## Exercise goal
Look through the records below for the line with "I was thinking of something way simpler.". Return that line and each one after it up to and including the line with "If possible though, I", exactly.

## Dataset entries
___

PR #90, opened 2018-02-12
Isolated workspaces

bdwain:
@bestander this is based on discussion in https://github.com/yarnpkg/yarn/issues/4099 and would likely address https://github.com/yarnpkg/yarn/issues/4207 and  possible https://github.com/yarnpkg/yarn/issues/4219 as well.

[rendered view](https://github.com/bdwain/rfcs/blob/master/accepted/0000-isolated-workspaces.md)

### DIFF
--- a/accepted/0000-isolated-workspaces.md
+++ b/accepted/0000-isolated-workspaces.md
@@ -1,0 +1,147 @@
+- Start Date: 2018-02-12
+- RFC PR: (leave this empty)
+- Yarn Issue: (leave this empty)
+
+# Summary
+
+Working on a workspace in isolation should be as easy as working on all workspaces together. Running a yarn command in
+a workspace should behave the same whether it is part of a larger project or whether it is its own separate repo. There
+should be a option on relevant commands, `--isolated` to have a command affect a single workspace instead of all workspaces.
+
+# Motivation
+
+Currently, yarn workspaces are optimized for people making changes across multiple projects in the 
+monorepo, but they can make things more difficult if you want to work on a single workspace in isolation. While
+the automatic linking and auto-installation of dependencies for all workspaces can be convenient if you are actually working
+on all workspaces, having to build and install everything locally for multiple projects when you only work on one
+at a time can be time consuming compared to just pulling those packages down from a registry.
+
+If you could work on a single workspace in isolation as easily as if it were its own repo, the transition to a monorepo
+from separate repos would be seamless for people who focus on a single workspace/repo at a time, and one of the
+biggest reasons not to use workspaces would be removed. 
+
+# Detailed design
+
+Terminology used for this doc:
+- rootDir: the root directory of a workspaces project. the one with the package.json with workspaces in it
+- workspaceDir: Directory for an individual workspace/package
+- isolated flag: `yarn foo --isolated`
+
+In order to be able to interact with a single workspace in both isolation and in the context of the project as a whole,
+relevant yarn commands should be able to be run with an `--isolated` flag.
+
+Relevant commands (based on current functionality) include
+- install
+- upgrade
+- upgrade-interactive
+- outdated
+- check
+- list
+- test (more relevant to [run commands RFC](https://github.com/yarnpkg/rfcs/blob/master/accepted/0000-workspace-run-commands.md). see below)
+- run (more relevant to [run commands RFC](https://github.com/yarnpkg/rfcs/blob/master/accepted/0000-workspace-run-commands.md). see below)
+
+This list may grow in the future (for example if yarn adds the ability to publish all workspaces at once).
+
+If you run a command with the isolated flag and are in a workspaceDir, it will run that command as if the workspaceDir you were currently in existed in isolation (with few exceptions detailed below).
+
+If you run a command with the isolated flag but you are at the rootDir (or any other directory not underneath a workspaceDir), it will give an error saying that the isolated flag can only be used inside an individual workspace.
+
+## Command behavior
+### install
+#### With isolated flag
+Install only that package's dependencies, and do not hoist them to the rootDir. Install dependencies on other
+workspaces from registry instead of using the local version. 
+
+It should still use the rootDir's lockfile since adding lockfiles for each workspace will cause conflicts
+across workspaces. Since other workspaces will not be in the lockfile, it should determine their versions as if it was 
+installing without a lockfile (by taking the newest version that matches their semver).
+
+#### Changes to current (non-isolated) behavior
+If a dependency was previously installed in a workspaceDir (from an isolated installation) and will be hoisted, delete it from the workspaceDir. This should not be a breaking change since the end result would be the same as if the isolated flag did not exist or if you were installing from scratch.
+
+### upgrade
+#### With isolated flag
+Upgrade all dependencies of the workspace in the root yarn.lock, respecting semvers of the current workspace and also
+every other workspaces. Install all dependencies for the current workspace in its node_modules, not hoisting anything
+to the root. Take the latest matching versions from the registry for all dependencies on other workspaces.
+
+#### Changes to current behavior. 
+Deleting modules installed at an individual workspaceDir if they are going to be hoisted (similar to changes for `install`).
+
+### upgrade-interactive
+#### With isolated flag
+Interactive version of an isolated upgrade. Bring up the interactive prompt, only showing the workspace's dependencies.
+Record upgrades in the root yarn.lock. Install all dependencies for the current workspace in its node_modules, not hoisting anything
+to the root. Take the latest matching versions from the registry for all dependencies on other workspaces.
+
+#### Changes to current behavior. 
+None except the changes to `upgrade`. Still just an interactive version of `upgrade`.
+
+### outdated
+#### With isolated flag
+Should show the list of packages that upgrade-interactive would show with isolated flag.
+
+#### Changes to current behavior. 
+None.
+
+### check
+#### With isolated flag
+Verify the workspace's package.json against the root yarn.lock file. Use the workspace node_modules (not hoisted) when looking
+at actual package contents.
+
+#### Changes to current behavior. 
+None.
+
+### list
+#### With isolated flag
+List only dependencies needed by the current workspace.
+
+#### Changes to current behavior. 
+None.
+
+# How We Teach This
+
+*What names and terminology work best for these concepts and why?*
+No new terminology is needed. The `--isolated` flag is just a new flag that certain commands recognize. The documentation should be able to give a good explanation of the behavior.
+
+*How is this idea best presented?*
+As a way of enabling isolated development in a single workspace without removing the ability to manage the whole
+workspace from a subfolder. 
+
+*How should this feature be introduced and taught to existing Yarn users?*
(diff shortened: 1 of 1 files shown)


accepted/0000-isolated-workspaces.md
```diff
@@ -0,0 +1,177 @@
+- Start Date: 2018-02-12
+- RFC PR: (leave this empty)
+- Yarn Issue: (leave this empty)
+
+# Summary
+
+Running a workspace in isolation should be as easy as running all workspaces together. Running a yarn command in
+a workspace should behave the same whether it is part of a larger project or whether it is its own separate repo. There
+should be a new set of commands, `yarn workspaces <command>` to distinguish between running commands that affect
+the whole workspace from commands that affect a single workspace.
```
bestander: nit: whole workspace => all workspaces

accepted/0000-isolated-workspaces.md
```diff
@@ -0,0 +1,177 @@
+- Start Date: 2018-02-12
+- RFC PR: (leave this empty)
+- Yarn Issue: (leave this empty)
+
+# Summary
+
+Running a workspace in isolation should be as easy as running all workspaces together. Running a yarn command in
```
bestander: nit: "Running a workspace" is a bit misleading, word missed?

accepted/0000-isolated-workspaces.md
```diff
@@ -0,0 +1,177 @@
...
+If you could work on a single workspace in isolation as easily as if it were its own repo, the transition to a monorepo
+from separate repos would be seamless for people who focus on a single workspace/repo at a time, and one of the
+biggest reasons not to use workspaces would be removed. 
+
+# Detailed design
+
+Terminology used for this doc:
+- rootDir: the root directory of a workspaces project. the one with the package.json with workspaces in it
+- workspaceDir: Directory for an individual workspace/package
+- regular (isolated) mode: `yarn foo`
```
bestander: I think isolated is a better term than regular

bestander:
@bdwain thanks for your RFC!

I was thinking of something way simpler.

Can we have a flag like `--isolated` that would just install/add/upgrade/ node_modules ignoring that there is a  workspace root and other workspaces as well?
Good point on reusing yarn.lock from the root though.

accepted/0000-isolated-workspaces.md
bdwain: agreed

accepted/0000-isolated-workspaces.md
bdwain: oops yea

accepted/0000-isolated-workspaces.md
bdwain: Maybe it could say 

Working on a workspace in isolation should be as easy as working on all workspaces together.

bdwain:
@bestander yea a flag on the existing commands also works. I kind of mentioned that in the unresolved questions section. I'm not too attached to having it be a separate command versus a flag. 

If possible though, I would like to retain the ability to run install in a specific workspace without a flag. The reason I think this would be useful is that for a team who is migrating away from a multi-repo setup, people would be used to working on projects in isolation, which means having yarn install behave in an isolated way. For a lot of these projects, it can be the case that the average person working on the project works on a single workspace at a time, and it would be annoying for them to always have to remember to type `--isolated` whenever running install/upgrade. By allowing them to run the same commands as before, it would make transitioning to a monorepo much simpler, and also just be easier in the long term if you work on isolated workspaces a lot.

I think the simplest way to achieve that would be what I described, where the commands are aware if they are run in a single workspace or at the root of the project. As a slightly more complicated alternative though, there could be 2 flags, `--isolated` and `--workspaces` and a default set for the project as to which mode you run in when no flag is set. The default can be in package.json or yarnrc or something, or maybe just a user-specific config value that is not expected to be in source control?

bdwain:
updated with your suggested changes

bdwain:
updated with the wording changes.

bestander:
BTW, did you know that you can set a flag via .yarnrc for any command?
https://yarnpkg.com/en/docs/yarnrc#toc-cli-arguments

The team that migrates to monorepo can just set
```
--install.isolated true
```
In their project's .yarnrc and it will do the trick.

accepted/0000-isolated-workspaces.md
```diff
@@ -0,0 +1,177 @@
...
+from separate repos would be seamless for people who focus on a single workspace/repo at a time, and one of the
+biggest reasons not to use workspaces would be removed. 
+
+# Detailed design
+
+Terminology used for this doc:
+- rootDir: the root directory of a workspaces project. the one with the package.json with workspaces in it
+- workspaceDir: Directory for an individual workspace/package
+- isolated mode: `yarn foo`
+- workspaces mode `yarn workspaces foo` (could also be `yarn foo --workspaces` or `yarn foo -W` like yarn add)
```
bestander: So this is the default mode right now and you propose isolated mode to become default?

I would rather avoid a breaking change and reverse it.
Via .yarnrc you can set up a subfolder to work in isolated mode and if a user cd to that folder Yarn would work in isolated mode.
But if user cd to any other folder Yarn would work the way it works right now

bdwain: That works. I did not know about settings flags via yarnrc. I do think it's worth reconsidering the default mode at the next major version, but that can be a separate issue.

So if i used that, i could still go into the workspace and say `yarn install --isolate=false` to run explicitly in workspaces mode? That is a bit awkward. Kinda why i was thinking of having a --workspaces flag that is basically the opposite of --isolate.

bestander: I propose doing a non breaking progressive change first and shipping it.
Then before Yarn v2.0 we can ask people to weigh in if introducing the reverse would be better for them.

bdwain: fair enough! I'll make those changes to the doc

bdwain:
@bestander i changed the proposal to have an --isolated flag

bestander:
Thanks, @bdwain, I think we achieved a nice balance here.
I am excited to see the PR with this feature, certainly useful for many cases.

bdwain:
Sweet! I can try to work on a PR to implement this. Thanks for the feedback!

bdwain:
@bestander I've gotten `yarn install --isolated` working locally. there's more work to do (other commands and tests and everything), but i just wanted to make sure what I've got so far looks to a good general approach since it's a non-trivial change and I don't have much experience with the yarn codebase. I don't want to get too far in only to find out the approach is all bad.

https://github.com/yarnpkg/yarn/compare/master...bdwain:isolated

Do you think you could check out that branch (it's small) and let me know if my general approach looks alright? Or if you're busy if you could point me to someone else who might be able to look? 

Thanks!

choffmeister:
I am looking forward for this to be supported by yarn natively. Until then I wrote a little package that provides a way to isolate a single yarn workspace:

https://github.com/choffmeister/yarn-workspace-isolator

So far it worked pretty well for me (I used it to build individual docker images from my monorepo), but there are for sure some edgecases around the corner.

Maybe this can help others, too, until this RFC is implemented.

bestander:
@bdwain, looks good, can't wait to see the PR!

marcinczenko:
> Can we have a flag like --isolated that would just install/add/upgrade/ node_modules ignoring that there is a workspace root and other workspaces as well?

Hmm...maybe you already cover that, but I do not see it working for the following case.

Say I am having a monorepo:

```
packages
    package-1     
    package-2
node_modules
    ...hoisted modules
package.json
```

Imagine this monorepo is to be open-sourced, but at the same time you start working on a `client-app`. This `client-app` is not supposed to land in the monorepo, but it has its own repository. When working on it, you will simultaneously work on packages `package-1` and `package-2`, which are dependencies for the `client-app`, so you would like to take advantage of the monorepo ecosystem to speed up the development.

Thus, imagine you clone the `client-app` repo to the `packages` folder. The `.gitignore` of the mono repo ignores everything except `package-1` and `package-2`, so anything you do with the `client-app` will only be visible to its own repository.

Now I want to be able to run `yarn install`. I would like to get this:

```
packages
    client-app
        node_module
            package-1 => symlink to package-1
            package-2 => symlink to package-2
            ...all other dependencies are here and not hoisted
    package-1        
    package-2
node_modules
    ...hoisted modules
package.json
```

So in other words I would like that yarn install behaves as usually with respect to symlinking, but does not hoist any other modules that are listed as dependencies of `client-app`. In principle, it would be possible to hoist other dependencies from the `client-app`, but in this specific case we do not want it because it would leave trace on the root `yarn.lock`. The `client-app` is here just for the convenience of the development workflow, but it will be removed at some point. We also cannot accept situation in which we make it part of the monorepo repository just temporarily - `client-app` has a license that does not allow it to be published in a public repository (which is ok for the monorepo).

I would imagine that in the root `package.json` one could say:

```
hoisting: {
    excludeWorkspaces: [
        'client-app'
    ],
    /// other hoisting related options
}
```

Does it make sense, or maybe you think this should be approached in some other, better way?

bdwain:
my thought is that monorepos aren't really designed to have arbitrary consumer packages added temporarily. if the packages are closely related enough that someone would develop them locally against eachother, it probably makes sense for them to be in the same monorepo. If it's just something like a client-app developer is making a PR to the monorepo and wants to test their changes locally (but does not normally work on it), they can always use yarn link to try it out.

marcinczenko:
@bdwain ok, I should not mention "temporarily" - the key point in my initial comment is that the `client-app` has more restricting license than the remaining part of the monorepo and cannot be exposed in the same archive. It may happen that they will stay together for a very long time. This, using `yarn link` is not a solution.

bdwain:
I'm a bit confused. Is the monorepo aware of client-app? Or does it only exist inside the monorepo when working locally? Is this needed to simplify development?

Git submodules/subtrees/[subrepos](https://github.com/ingydotnet/git-subrepo) may be a useful tool for something like that either way. I've heard mixed things about them, but they might be useful for adding arbitrary other repos into the monorepo without committing the actual code.

marcinczenko:
Yes, it may be a bit confusing, but this is actually very common scenario in our environment (mixed Open Source and not open source). So monorepo is both aware and not aware of the `client-app`. It is aware in the way that it should respond to all automatic symlinking but at the same time - git-wise - `client-app` should not leave any traces on the monorepo's  git. This means that submodules/subtrees   /subrepo will not work I am afraid because the leave trace in the parent repo (correct if I am wrong wrt to subrepo as I did not really use that one). You mentioned before `yarn link` - so this would work, but it is quite inconvenient - we like to take advantage of yarn handling this stuff automatically.

marcinczenko:
I would not say that it is a total opposite of an isolated workspace (in some way it is), but the rest you got right :).

marcinczenko:
Yarn is introducing the `nohoist` option for workspaces: https://yarnpkg.com/blog/2018/02/15/nohoist/. Unfortunately, this will not let you ignore whole workspaces from being hoisted as described above.

bdwain:
@marcinczenko the proposal ended up changing a bit. Check out the focused workspace folder in the accepted folder. It’s a bit simpler now. I think nohoist should work well with it.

___

## Result of the task
I was thinking of something way simpler.

Can we have a flag like `--isolated` that would just install/add/upgrade/ node_modules ignoring that there is a  workspace root and other workspaces as well?
Good point on reusing yarn.lock from the root though.

accepted/0000-isolated-workspaces.md
bdwain: agreed

accepted/0000-isolated-workspaces.md
bdwain: oops yea

accepted/0000-isolated-workspaces.md
bdwain: Maybe it could say 

Working on a workspace in isolation should be as easy as working on all workspaces together.

bdwain:
@bestander yea a flag on the existing commands also works. I kind of mentioned that in the unresolved questions section. I'm not too attached to having it be a separate command versus a flag. 

If possible though, I would like to retain the ability to run install in a specific workspace without a flag. The reason I think this would be useful is that for a team who is migrating away from a multi-repo setup, people would be used to working on projects in isolation, which means having yarn install behave in an isolated way. For a lot of these projects, it can be the case that the average person working on the project works on a single workspace at a time, and it would be annoying for them to always have to remember to type `--isolated` whenever running install/upgrade. By allowing them to run the same commands as before, it would make transitioning to a monorepo much simpler, and also just be easier in the long term if you work on isolated workspaces a lot.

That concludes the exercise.